When you're dating someone for a long time, it might be hard to tell whether you are falling in love or not. A lot depends on the stage you are in with your partner. For example, if you are in the honey moon stage, you might erroneously believe that you are in love, because all you do is talk to this person or spend time with this person. Ask yourself, however, what you have left once that stage has passed? Is the love still there? A lot of the time, it isn't. While there is no tried and true method to know whether you are in love or not, there may be some signs that can help you start thinking about your whether you are in love or not with your partner. We are here to try and help you sift through your feelings and find out if you are actually in love! So, look out for these signs down below!
You do things you never thought you would do
You have things you like to do, and your partner has different things they like to do. You may not like to do a lot of the things they like to do. However, you find yourself inexplicably doing a lot of those things anyways. The question you should ask yourself is "Why?" The answer is probably that you are falling in love or have at least begun the process. According to Psychology Today, people who fall in love tend to report growth in contentment and diversity of their own self-concepts. This means that not only will you be doing things you don't necessarily like, but you might end up finding new things to like and do because of your partner!
You may get stressed out
The transition from a casual relationship to falling in love may have some adverse effects that you may not expect. For example, you will do anything to make this person happy, so your stress levels rise because now you are changing your appearances, as you are trying to give the person you love a good impression of you.
You feel like you want to be with your partner all the time
While there are chemical effects of stress involved with falling in love, falling in love also causes dopamine-rich areas in your brain to function at a higher rate and increase your motivation to spend time with your partner.
The person you are falling for returns your feelings
Interestingly enough, women find that their feelings are reciprocated more often than men. According to Psychology Today, there are two possibilities as to why women are more likely to have their feelings reciprocated. One of these reasons may be that women are able to hold back the desire to express their love making it more likely to have their partner return there sentiment. The other reason cited was that. So, if you are a woman and you find that you are falling for someone find if there is the right time to tell them and let them know how you feel.
You feel like you fall in love frequently
If falling in love happens to you more frequently, then you'll have less chance of missing out on the real deal. However, this does heighten the chances of you getting hurt, because you'll be more likely to mistake the attraction for love. There are a lot of different ways to feel love, so some people may not know they are in love right away. There is evidence, however, that suggests that men fall in love more frequently than women.
Do you get the urge to say, "I love you"?
This is for sure a sign that there is romantic interest. But, for some people, it is more difficult to say than others. This does not mean they haven't fallen in love, it just means they have a harder time showing their feelings. In heterosexual couples it may seem like women are the first to say it, but more often than not, men are the ones to say "I love you". Make sure that you don't write someone off if they aren't ready to say they love you.
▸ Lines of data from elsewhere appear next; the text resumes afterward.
PR #3997, opened 2021-09-19
Relax a constraint for Alternative's unite and separate methods from Monad to FlatMap

satorg:
The initial discussion is [here](https://discord.com/channels/632277896739946517/632278570512678923/888660638073749514).

### Rationale

- The `unite` and `separate` methods don't need a `Monad` actually to do their job, because they only use `flatMap` in addition to methods from `Alternative`. Therefore the `FlatMap[F]` constraint is just enough there.
- Moreover, both `Alternative` and `Monad` implement `Applicative`. That means the `Applicative` methods can come by two different paths which creates sort of a loophole for ambiguity:
  ```scala
  implicit val fooMonad: Monad[Foo] = ??? // assume Monad[Foo] is different from Alternative[Foo]
  Alternative[Foo].unite[Bar, Int](Foo(Bar(123)) // which `pure` should it use – one from `Alternative` or `Monad` ? 
  ```

### Discussion

In fact, if it is okay to constraint the `unite` and `separate` methods with a `Monad`, then the `Alternative` typeclass is absolutely redundant in such a case – we can simply put these two methods directly into `MonoidK`.

Another approach (perhaps even better one) could be a new typeclass (let's name it `Monadditive` for the sake of this example) which would inherit to `Monad` and `MonoidK` (via `Alternative`) instead of just `Applicative` and `MonoidK` (which the current `Alternative` inherits to). In this case the definition of those two methods – `unite` and `separate` – could be simplified to the following:
```scala
trait Monadditive[F[_]] extends Alternative[F] with Monad[F] { // implies `MonoidK` as well
  def unite[G[_], A](fga: F[G[A]])(implicit G: Foldable[G]): F[A] = ??? // implementation remains the same
  def separate[G[_, _], A, B](fgab: F[G[A, B]])(implicit G: Bifoldable[G]): (F[A], F[B]) = ??? // implementation remains the same
}
```
In other words, an additional constraint for `F[_]` is not necessary anymore.

Therefore such a new typeclass would allow to reduce number of additional constraints passed to those methods.
And looks like it would make a lot of sense anyway – most of the containers which Cats supports implement corresponding `Monad` instances, not only `Applicative`.

### DIFF
--- a/core/src/main/scala/cats/Alternative.scala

It doesn't mean they don't love you, they just need some more time to feel comfortable saying it.
You may have a high intensity of emotions
Some people have high feelings of attachment anxiety, if you have attachment anxiety then may be someone who gets incredibly anxious when they are away from their partner. So, the degree of passion felt when falling in love is very high because you are fixated on your partner. But for others, it is not necessarily the case, and it isn't a problem if you aren't necessarily falling apart from the passions of love. Simply you are oriented towards avoidant attachments. Which means you fall in love with much less intensity and you don't get the anxiety when you are away from your partner. It is important that if you are this way with someone who has attachment anxiety to have a conversation with them to let them know how you really feel and how you show and prove your love to them.
Falling in love is unique to the person and you have to understand that you won't have the same type of love with each person. So, knowing the person you are falling in love with is also falling for you while being kind, compassionate, and on the same page in terms of priorities, is an important step in having a healthy and fulfilling relationship. If you keep up your search and put in the time and effort to find someone, you may be falling in love soon enough! Good luck on your search!